Title: Encounter-based reaction-subdiffusion model II: partially absorbing traps and the occupation time propagator

Abstract: In this paper we develop an encounter-based model of reaction-subdiffusion in a domain $\Omega$ with a partially absorbing interior trap $\calU\subset \Omega$. We assume that the particle can freely enter and exit $\calU$, but is only absorbed within $\calU$. We take the probability of absorption to depend on the amount of time a particle spends within the trap, which is specified by a Brownian functional known as the occupation time $A(t)$. The first passage time (FPT) for absorption is identified with the point at which the occupation time crosses a random threshold $\widehat{A}$ with probability density $\psi(a)$. Non-Markovian models of absorption can then be incorporated by taking $\psi(a)$ to be non-exponential. The marginal probability density for particle position $\X(t)$ prior to absorption depends on $\psi$ and the joint probability density for the pair $(\X(t),A(t))$, also known as the occupation time propagator. In the case of normal diffusion one can use a Feynman-Kac formula to derive an evolution equation for the propagator. However, care must be taken when combining fractional diffusion with chemical reactions in the same medium.

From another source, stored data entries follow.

Issue #7264, opened 2020-06-05
Use base URL when caching icons


codrut-topliceanu:
This issue is needed to fix  https://github.com/mozilla-mobile/fenix/issues/5039

At the moment icons are cached on disk (`IconDiskCache.kt`) using a key made from their respective sites' full URL, but when cached in memory they use the URL that points to the icon resource. This leads to the following situation:

1. Tab1 is loaded (www.abc.com/news), icon is downloaded and saved in disk cache using a key created from the full URL (`IconDiskCache.createKey()`), and also stored in memory as a resource. E.g.: www.abc.com/icon_type.png

2. Tab2 is loaded (www.abc.com/international) and its icon, identical to the one from tab1, is found to already be stored in the memory cache and is _no longer_ saved to the disk cache.

3. App is restarted.

4. Tab1's icon is found in disk cache saved with "www.abc.com/news" key and is properly displayed.

5. Tab2's icon does not exist as there is no key with "www.abc.com/international" key stored in the disk cache, so it defaults to the URL's auto generated icon.

PR #7266, opened 2020-06-05
For #7264 - Icons now use base URL instead of full URL when being cached

codrut-topliceanu:
---

For https://github.com/mozilla-mobile/android-components/issues/7264

### Pull Request checklist

### After merge

### DIFF
--- a/components/browser/icons/src/main/java/mozilla/components/browser/icons/processor/DiskIconProcessor.kt
+++ b/components/browser/icons/src/main/java/mozilla/components/browser/icons/processor/DiskIconProcessor.kt
@@ -17,7 +17,15 @@ class DiskIconProcessor(
     private val cache: ProcessorDiskCache
 ) : IconProcessor {
     interface ProcessorDiskCache {
-        fun put(context: Context, request: IconRequest, resource: IconRequest.Resource, icon: Icon)
+        /**
+         * Saves icon resources to cache.
+         * */
+        fun putResources(context: Context, request: IconRequest)
+
+        /**
+         * Saves icon bitmap to cache.
+         * */
+        fun putIcon(context: Context, resource: IconRequest.Resource, icon: Icon)
     }
 
     override fun process(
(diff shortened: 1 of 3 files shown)


codrut-topliceanu:
@pocmo Hey, thanks for taking a look at this. I'll see about coming up with a different solution :D

components/browser/icons/src/main/java/mozilla/components/browser/icons/processor/DiskIconProcessor.kt
```diff
@@ -27,10 +35,12 @@ class DiskIconProcessor(
         icon: Icon,
         desiredSize: DesiredSize
     ): Icon {
-        if (resource != null && icon.shouldCacheOnDisk && !request.isPrivate) {
-            cache.put(context, request, resource, icon)
+        if (resource != null && !request.isPrivate) {
+            cache.putResources(context, request)
```
pocmo, line 39: Overall this looks good. I wonder if we can find a way to optimize this `putResources` away in situations where we already have them on disk? Otherwise we will always perform a disk write here which seems wasteful?

However I am not sure if there is a good way to do that. This would require that we know here (or inside the cache) whether there are new resources or if they all have been loaded from memory (like the icon). Do you think it would work if we'd [change the order of the processors here](https://github.com/mozilla-mobile/android-components/blob/master/components/browser/icons/src/main/java/mozilla/components/browser/icons/BrowserIcons.kt#L96-L99) to first execute the disk processor and then the memory processor? Then we could maybe check here if the mapping is already in the memory cache? And then we know we also wrote it to disk already?

Or maybe you have another idea?

Anyhow, if that is not possible or too complicated then I guess we could also land as-is.

codrut-topliceanu: But the resources are just 
  ```
data class Resource(
        val url: String,
        val type: Type,
        val sizes: List<HtmlSize> = emptyList(),
        val mimeType: String? = null,
        val maskable: Boolean = false
    )
```

serialized to JSON, not the actual bitmaps, and they're saved to a `DiskLruCache` with maxsize of `MAXIMUM_CACHE_RESOURCES_BYTES: Long = 1024 * 1024 * 10 // 10 MB`

I'm not entirely sure if changing the processors order would help. But I'd need to investigate some more to be sure.

codrut-topliceanu:
bors r=pocmo

pocmo:
bors retry

PR #7272, opened 2020-06-05
Closes #7269: Only register extension tab handler if needed

### LINKED ISSUE #7269: Web extension tab handlers registered too often
We have to register web extension action and tab handlers (delegates) per extension and per session. For action handlers we check if we already have one and only register if not. For tab handlers we forgot to do that. As a consequence, every time we see an engine session change we register them all again, which is unnecessary.

Haven't seen a big impact of this, but it makes debugging very confusing. Let's fix this.

csadilek:
See https://github.com/mozilla-mobile/android-components/issues/7269#issue-631645512.

Introduces `hasTabHandler`, similar to `hasActionHandler` so we don't re-register tab handlers every time session state changes.


csadilek:
bors r=Amejia481

PR #112, opened 2017-05-24
Add CSRF token to login form

tyom:
Log in page is missing CSRF token and therefore failing.


src/views/login.njk
```diff
@@ -28,6 +28,7 @@
   {{ trade.errorPanel( messages.formErrors ) }}
 
   <form action="{{ action }}" method="post">
+    <input type="hidden" name="_csrf" value="{{csrfToken}}">
```
teneightfive: Maybe add space between the brackets and the name though.

PR #115, opened 2017-05-25
add the yarn error log to gitignore

feedmypixel:
Does what it says on the tin...


ztolley:
Personally I have it on my global ignore list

Therefore, we derive the occupation time propagator equation from first principles by taking the continuum limit of a heavy-tailed CTRW. We then use the solution of the propagator equation to investigate conditions under which the mean FPT (MFPT) for absorption within a trap is finite. We show that this depends on the choice of threshold density $\psi(a)$ and the subdiffusivity. Hence, as previously found for evanescent reaction-subdiffusion models, the processes of subdiffusion and absorption are intermingled.